Recap of 2016: A Year of Growth, Study and Action for IJAN

In late 2015, as we assessed the state of IJAN, we determined that building our projects and better supporting our partners would require growing our membership. We entered 2016 with a commitment to seed new chapters and increase our outreach through a national tour, open meetings, study groups, community rituals and more. Throughout the year, we saw the rewards of this work as new members began to organize with IJAN and people came together to discuss forming IJAN chapters in cities without one. In 2017, we will certainly continue to develop our membership, while beginning to re-focus our energy on action and analysis, especially in ways that respond to the monumental shift in the political context in the US. 

For now, we have compiled an outline of many of our projects and actions over the course of last year. Contact info@ijan.org with questions or interest in any of the efforts summarized below:

Bay Area Membership Development: Expanding Our Reach

In 2016, we increased our membership and developed our organizers. Part of that effort included a year-long outreach campaign in the Bay Area. We held an Open Meeting in Oakland that attracted more than 20 people. We formed a study group that lasted through the summer and explored the history of Zionism, the persistence of Palestinian resistance and anti-Zionist action today. After that, we made the 12-week curriculum public, so anyone could try the same study-into-action process that we took this past summer. Now, the participants from our summer study group support IJAN’s efforts by doing direct action, writing public statements and leading local projects.
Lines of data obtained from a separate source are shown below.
PR #2723, opened 2026-02-07
Fix includes normalize win32

lygstate:
Replace https://github.com/ninja-build/ninja/pull/2552

### DIFF
--- a/src/includes_normalize-win32.cc
+++ b/src/includes_normalize-win32.cc
@@ -14,28 +14,60 @@
 
 #include "includes_normalize.h"
 
-#include "string_piece.h"
-#include "string_piece_util.h"
-#include "util.h"
+#include <string.h>
+
+#include <windows.h>
 
 #include <algorithm>
 #include <iterator>
 #include <sstream>
 
-#include <windows.h>
+#include "string_piece.h"
+#include "string_piece_util.h"
+#include "util.h"
 
 namespace {
 
+constexpr const std::size_t MAX_PATH_LONG = 32767;
+
 bool InternalGetFullPathName(const StringPiece& file_name, char* buffer,
                              size_t buffer_length, std::string* err) {
-  DWORD result_size = GetFullPathNameA(file_name.AsString().c_str(),
-                                       buffer_length, buffer, NULL);
-  if (result_size == 0) {
-    *err = "GetFullPathNameA(" + file_name.AsString() + "): " +
-        GetLastErrorString();
+  // IMPORTANT: Using GetFullPathNameA() with a long paths will fail with
+  // "The filename or extension is too long" even if long path supported is
+  // enabled. GetFullPathNameW() must be used for this function to work!
+  buffer[0] = '\0';
+  // Convert to wide filename first.
+  std::wstring wide_filename;
+  if (!ConvertUTF8ToWin32Unicode(file_name, &wide_filename, err))
     return false;
-  } else if (result_size > buffer_length) {
-    *err = "path too long";
+
+  // Call GetFullPathNameW()
+  DWORD wide_full_size = GetFullPathNameW(wide_filename.c_str(), 0, NULL, NULL);
+  if (wide_full_size == 0) {
+    *err = "GetFullPathNameW(" +
+           std::string(wide_filename.begin(), wide_filename.end()) +
+           "): " + GetLastErrorString();
+    return false;
+  }
+
+  // NOTE: wide_full_size includes the null-terminating character.
+  std::wstring wide_path;
+  wide_path.resize(static_cast<size_t>(wide_full_size - 1));
+  DWORD wide_full_size2 =
+      GetFullPathNameW(wide_filename.c_str(), wide_full_size,
+                       const_cast<wchar_t*>(wide_path.data()), NULL);
+  if (wide_full_size2 == 0) {
+    *err = "GetFullPathNameW(" + file_name.AsString() + "): " + GetLastErrorString();
+    return false;
+  }
+
+  // Convert wide_path to Unicode.
+  int utf8_size =
+      WideCharToMultiByte(CP_UTF8, 0, wide_path.c_str(), wide_path.size() + 1,
+                          buffer, buffer_length, NULL, NULL);
+  if (utf8_size <= 0 || utf8_size >= buffer_length) {
+    *err = "WideCharToMultiByte(" + std::string(wide_path.begin(), wide_path.end()) +
+           "): " + GetLastErrorString();
     return false;
   }
   return true;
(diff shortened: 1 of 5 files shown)


src/includes_normalize-win32.cc
```diff
@@ -12,34 +12,65 @@
...
+                             size_t buffer_length, std::string* err) {
+  // IMPORTANT: Using GetFullPathNameA() with a long paths will fail with
+  // "The filename or extension is too long" even if long path supported is
+  // enabled. GetFullPathNameW() must be used for this function to work!
+  buffer[0] = '\0';
+  // Convert to wide filename first.
+  std::string filename_str = file_name.AsString();
+  std::wstring wide_filename;
+  if (!ConvertUTF8ToWin32Unicode(filename_str, &wide_filename, err))
     return false;
```
elliotgoodrich: You can avoid creating `filename_str` if `ConvertUTF8ToWin32Unicode` took a `StringPiece` instead of a `std::string`.

src/includes_normalize-win32.cc
```diff
@@ -12,34 +12,65 @@
...
-#include <windows.h>
+#include "includes_normalize.h"
+#include "string_piece.h"
+#include "string_piece_util.h"
+#include "util.h"
 
-using namespace std;
+#define _MAX_PATH_LONG 32767
 
 namespace {
```
elliotgoodrich: Identifiers starting with underscore and followed with a capital letter are reserved for the compiler.

```suggestion
namespace {

constexpr const std::size_t MAX_PATH_LONG = 32767;
```

src/includes_normalize-win32.cc
```diff
@@ -12,34 +12,65 @@
...
 
 #include <algorithm>
 #include <iterator>
 #include <sstream>
 
-#include <windows.h>
+#include "includes_normalize.h"
+#include "string_piece.h"
+#include "string_piece_util.h"
+#include "util.h"
```
elliotgoodrich, line 27: [Related Header](https://google.github.io/styleguide/cppguide.html#Names_and_Order_of_Includes) to come first for include directives.

```suggestion
#include "includes_normalize.h"

#include <string.h>
#include <windows.h>

#include <algorithm>
#include <iterator>
#include <sstream>

#include "string_piece.h"
#include "string_piece_util.h"
#include "util.h"
```

src/includes_normalize_test.cc
```diff
@@ -138,33 +137,34 @@ TEST(IncludesNormalize, LongInvalidPath) {
...
+  std::string forward_slashes(kExactlyMaxPath);
   replace(forward_slashes.begin(), forward_slashes.end(), '\\', '/');
   // Make sure a path that's exactly _MAX_PATH long is canonicalized.
   EXPECT_EQ(forward_slashes.substr(cwd_len + 1),
             NormalizeAndCheckNoError(kExactlyMaxPath));
 }
 
-TEST(IncludesNormalize, ShortRelativeButTooLongAbsolutePath) {
-  string result, err;
+TEST(IncludesNormalize, ShortRelativeButLongAbsolutePath) {
```
elliotgoodrich: Should at least one of these tests check for paths over `_MAX_PATH_LONG`?

src/includes_normalize-win32.cc
```diff
@@ -12,34 +12,65 @@
...
+                          buffer, buffer_length, NULL, NULL);
+  if (utf8_size <= 0 || utf8_size >= buffer_length) {
+    *err = "WideCharToMultiByte(" + std::string(wide_path.begin(), wide_path.end()) +
+           "): " + GetLastErrorString();
+    buffer[0] = '\0';
     return false;
   }
+  buffer[utf8_size] = '\0';
   return true;
 }
```
elliotgoodrich, line 74: Minor: You could let `WideCharToMultiByte` null terminate the output for you by passing the terminating null character in `wide_path`


```suggestion
  int utf8_size =
      WideCharToMultiByte(CP_UTF8, 0, wide_path.c_str(), wide_path.size() + 1,
                          buffer, buffer_length, NULL, NULL);
  if (utf8_size <= 0 || utf8_size >= buffer_length) {
    *err = "WideCharToMultiByte(" + std::string(wide_path.begin(), wide_path.end()) +
           "): " + GetLastErrorString();
return false;
}
return true;
}
```

lygstate:
cc @jhasse

src/includes_normalize-win32.cc
```diff
@@ -14,30 +14,60 @@
...
+  if (wide_full_size == 0) {
+    *err = "GetFullPathNameW(" +
+           std::string(wide_filename.begin(), wide_filename.end()) +
+           "): " + GetLastErrorString();
+    return false;
+  }
+
+  // NOTE: wide_full_size includes the null-terminating character.
+  std::wstring wide_path;
+  wide_path.resize(static_cast<size_t>(wide_full_size - 1));
```
zufuliu, line 55: I think `-1` can be omitted, it's not bad to include extra NUL at the end.
here is no need to use `static_cast` for widen unsigned conversion (`DWORD/unsigned long` => `size_t`).
<del>The document for `GetFullPathNameW` doesn't say `[out] LPWSTR  lpBuffer` parameter can be `NULL`, needs test to confirm.</del>
https://learn.microsoft.com/en-us/windows/win32/api/fileapi/nf-fileapi-getfullpathnamew
Edit: the function will check `[in]  DWORD   nBufferLength` parameter (zero in the call) first.

src/includes_normalize-win32.cc
```diff
@@ -14,30 +14,60 @@
...
+  DWORD wide_full_size2 =
+      GetFullPathNameW(wide_filename.c_str(), wide_full_size,
+                       const_cast<wchar_t*>(wide_path.data()), NULL);
```
zufuliu, line 58: I think `const_cast<wchar_t*>` is not need.

src/includes_normalize-win32.cc
lygstate: You mis-understading the size parameter of std::wstring::resize, the `std::wstring` always have NUL at the end. but the `size` parameter would not count it.

zufuliu: Yes, but it does not harm to have extra NUL at string end, `wide_path.resize(wide_full_size)` is simple.

I come up with an optimization idea, but not sure whether worth it.
1. init `std::wstring wide_path(MAX_PATH, 0);`,  `MAX_PATH` should works most of time, then do first `wide_full_size = GetFullPathNameW()` call.
2. if result `wide_full_size` large than `MAX_PATH`, resize `wide_path.resize(wide_full_size)`, then do second `wide_full_size = GetFullPathNameW()` call.
3. if `wide_full_size` is zero, store error message.

elliotgoodrich: There is a benchmark of this functionality at `clparser_perftest.exe` that you can use.

Also FYI, I have a [PR](https://github.com/ninja-build/ninja/pull/2725) to optimize the performance of `IncludesNormalize` that will probably conflict with this PR. If this lands first I don't mind rebasing mine and looking at the performance of it.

Organizing Institute: Convening Our International Members

In October, we hosted an Organizing Institute in order to build our relationships and outline our strategy and tactics for the year ahead. We had fruitful discussions that led us to a clearer commitment to bringing an internationalist analysis to our movement work through writing, actions and organizing.
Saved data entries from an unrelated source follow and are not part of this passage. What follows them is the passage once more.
PR #110, opened 2012-11-01
Add encoding comment to source files

Zearin:
This is a minor thing.  It’s a convention, not a rule (obviously)—but it’s also a best practice.

Many text editors look for this kind of comment as the first line—or second line, if there is a shebang (the `#!/usr/bin/env python`, or whatever else)—and make use of this to determine the file’s encoding.


Diwasdrpm:
...

PR #289, opened 2014-12-23
Add optional context when creating a status for a commit

andycasey:
Hi,

This pull request allows optional context to be given when creating a status for a commit.

From https://developer.github.com/v3/repos/statuses/#create-a-status the ``context`` is a string label to differentiate the current status from the status of other systems. The default is "default", which means any status created through ``v1.x`` will always have a context of "default". Even though the API specifies the default context to be "default", I have matched the code based for existing optional arguments by using ``github.GithubObject.NotSet``.

Cheers,
Andy

### DIFF
--- a/README.rst
+++ b/README.rst
@@ -17,7 +17,7 @@ What's new?
 Version 1.25.2 (October 7th, 2014)
 ----------------------------------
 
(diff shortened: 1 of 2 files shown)


JordanMilne:
:+1:

jacquev6:
Please see #297.

andycasey:
:smile: :beers:

PR #290, opened 2014-12-27
Change InputGitAuthor to reflect that time is an optional parameter.

ndahlquist:
Admittedly, the documentation at https://developer.github.com/v3/git/commits/ is rather ambiguous (this change is bordering on undefined behavior). Despite that, this change works and is pretty convenient for me, so I thought I'd put it out there if you're interested.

Legacies of Resistance Seder: Drawing From Our Past to Inspire Future Action

As we do every year, we hosted a community seder in Oakland, CA honoring our histories of participation in collective struggles for liberation and against persecution, repression, and genocide.
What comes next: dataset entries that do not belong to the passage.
PR #292, opened 2015-01-30
Added sort option to get_pulls.

jondb:
Valid option for get pulls: https://developer.github.com/v3/pulls/


jacquev6:
Please see #297.

PR #294, opened 2015-02-03
Allow access to preview versions of the server-side API

dpocock:
Developers can preview / test their code against new versions of the Github APIs by setting an Accept header

https://developer.github.com/changes/2014-12-08-organization-permissions-api-preview/

This change allows PyGithub users to try the new APIs by setting api_preview=True when constructing the Github object


jacquev6:
Please see #297.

Stop the JNF: Urging the IRS to Revoke the JNF’s Charitable Status

On April 15th, Tax Day, we filed a legal complaint to the IRS against the Jewish National Fund. As part of the Stop the JNF campaign and in partnership with the National Lawyers Guild, we demanded the IRS investigate the JNF’s charity status – as the JNF is not a charity organization but an integral part of the on-going colonization of Palestine.

We also released a petition in support of the complaint that over 6,000 people signed. This was submitted to the IRS national office as well as hand delivered on Tax Day, April 15, 2016, to 5 IRS offices across the U.S.

In NYC, the Stop the JNF annual conference was picketed by hundreds of community members involved in American Muslims for Palestine and Al Awda NY and with representatives from the National Lawyer’s Guild, the International Jewish Anti–Zionist Network, Students for Justice in Palestine and Labor for Palestine. In Canada, the Stop the JNF campaign is preparing to file a similar complaint to its Charity Commission.

Stop Urban Shield: Direct Action Against Police Militarization

For the third year in a row, we worked alongside partner organizations in the Stop Urban Shield Coalition. Urban Shield is a heavily militarized law enforcement training and weapons expo hosted by the Alameda County Sheriff’s Department that brings together law enforcement officials, including Israeli officials who have previously facilitated training sessions that teach U.S. agents how to repress communities of color using the same techniques of surveillance, crowd control, and other tactics utilized against Palestinians. The ways in which U.S. police rely on the colonial, apartheid state of Israel and its occupation military as a model of racist repression provide us clarity as to why we must fight racism and colonialism together on a local, national and international scale.

Urban Shield is a manifestation of this intersection. Two years ago, the Stop Urban Shield Coalition celebrated a key victory when it forced Urban Shield out of Oakland, its original host city. This past September, Stop Urban Shield organized a mass mobilization in Pleasanton, CA, with several hundred people coming out to shut down and prevent Urban Shield from taking place in Alameda County,  or anywhere for that matter. The mobilization generated powerful momentum and garnered national and mainstream media attention for the fight against militarization in the form of racist policing.

This coalition is now harnessing this energy to push the Alameda County Board of Supervisors to review their role in hosting Urban Shield, its overall impact on county residents, and whether to allocate funds for militarized police trainings moving forward, or the community-led alternatives we need for the world we demand.